■ **The data**
PR #69, opened 2016-01-20
"state" param for OAuth

icheishvili:
Added state param (from options hash) to url_for_authentication method to help pass contextual information around with OAuth requests.

This is available in the Nylas API here: https://nylas.com/docs/platform?ruby#server_side_explicit_flow but it is not exposed in the ruby gem which is what this PR addresses.

### DIFF
--- a/lib/inbox.rb
+++ b/lib/inbox.rb
@@ -113,11 +113,16 @@ module Inbox
     end
 
     def url_for_authentication(redirect_uri, login_hint = '', options = {})
-      trialString = 'false'
-      if options[:trial] == true
-        trialString = 'true'
-      end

■ **Instructions to follow**
Restate exactly each line of the data from the one bearing "def url_for_authentication(redirect_uri, login_hint" to the end, and add nothing.

■ **Answer section**
     def url_for_authentication(redirect_uri, login_hint = '', options = {})
-      trialString = 'false'
-      if options[:trial] == true
-        trialString = 'true'
-      end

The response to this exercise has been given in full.